After graduating from Clark, Eisenstadt worked as a research assistant and paralegal for Harvard Law Professor Alan Dershowitz and spent a year studying at Hebrew University in Jerusalem as a Raoul Wallenberg Fellow. While there, he met Fred Schwartz, a prominent New York City businessman and philanthropist who had an idea for a Jewish education center in Oswiecim. Eisenstadt offered his help. He began work on the project in law school at the University of Virginia (UVA). With a fellowship from UVA, Eisenstadt and an architecture student spent a summer in Poland meeting with local leaders, studying the town and the museum at the concentration camp and researching the possibility of buying back Jewish property to house the center. On the basis of that report, Schwartz and Eisenstadt established the Auschwitz Jewish Center Foundation, which gained the title to the synagogue in 1997.

A sensitive place

"It's definitely the most challenging thing I've ever done," Eisenstadt says, with most of the challenges embedded in the place itself. "This is one of the more sensitive places on earth to be working." Religious symbols and memorials at the concentration camp site, for example, are a point of contention between Jews and Christians, most notably the placement of crosses at the camp. Because of this sensitivity, Eisenstadt says, it was important to locate the center away from the concentration camp. Another challenge, he explains, is rooted in Poland's communist past. Under communism, he says, most Poles thought of Auschwitz as a place of Polish martyrdom. "The understanding that Poles and Jews bring to the place is radically different."

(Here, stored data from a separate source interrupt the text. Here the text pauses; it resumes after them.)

PR #759, opened 2025-04-18
feat: queryChartConfig method + events chart ratio

wrn14897:
Ref: HDX-1631

1. use temp centralized `queryChartConfig` to handle multi-series chart (metrics specifically)
2. move ratio computation logics (events chart) to the renderChartConfig
3. fix missing `seriesReturnType` prop in chartConfig in the checkAlert file


packages/app/src/hooks/useChartConfig.tsx
```diff
@@ -19,107 +19,6 @@ import { IS_MTVIEWS_ENABLED } from '@/config';
 import { buildMTViewSelectQuery } from '@/hdxMTViews';
 import { getMetadata } from '@/metadata';
 
-export const isMetric = (config: ChartConfigWithOptDateRange) =>
```
wrn14897, line 22: Move all these to `common-utils`

packages/common-utils/src/renderChartConfig.ts
```diff
@@ -361,6 +400,10 @@ async function renderSelectList(
       }`;
     }),
   );
+
+  return isRatio
```
knudtty, line 404: This is awesome

packages/common-utils/src/clickhouse.ts
```diff
@@ -382,6 +458,101 @@ export class ClickhouseClient {
...
+
+      const isRatio =
+        config.seriesReturnType === 'ratio' && resultSets.length === 2;
+
+      const _resultSet: ResponseJSON<any> = {
+        meta: Array.from(metaSet.values()),
+        data: Array.from(tsBucketMap.values()),
+      };
+      // TODO: we should compute the ratio on the db side
+      return isRatio ? computeResultSetRatio(_resultSet) : _resultSet;
```
knudtty, line 552: Isn't this moved to the db side now?

wrn14897: for metrics, multi-series + ratio are still computed during post-query phase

These and other cultural differences made a slow planning process vital to the success of the center, Eisenstadt says. He made 35 trips to Poland during the planning phase. He got to know the bishops in the Catholic church there and earned the endorsement of residents and local leaders. The international relations major says his Clark education was perfect training for working with such diverse groups and opinions.

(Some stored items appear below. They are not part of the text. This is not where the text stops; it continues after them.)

PR #764, opened 2025-04-19
fix: Optimize live tail memory

ernestii:


teeohhem:
This PR solves the issue with the amount of data we cache + pausing live tail when the tab isn't visible/active. There are other legit memory leaks/issues that are attached to the ticket that I will spawn off as lower pri in the backlog.

teeohhem (approved):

"The international community at Clark and the diversity of the student body were an enormous benefit to me in what I'm doing now. It helped me learn how to open up a conversation with someone who has a different background than me," Eisenstadt says.

A surreal experience

The opening of the synagogue was attended by Holocaust survivors, U.S. and Polish officials, Prince Hassan of Jordan and representatives of the Catholic church. Eisenstadt described the opening as "a bit surreal, as all big moments are."

"There was a sense of giving birth to something after being involved with it for so many years. But with that comes a sense of enormous responsibility for what we still need to do," says Eisenstadt, who shared the opening day with his sister and parents. His mother and grandparents are survivors of the Holocaust.

Since its opening, the partially completed Auschwitz Jewish Center has attracted approximately 800 visitors each week, Eisenstadt says. About half are non-Jewish Polish and German visitors, and the other half are Jews from around the world.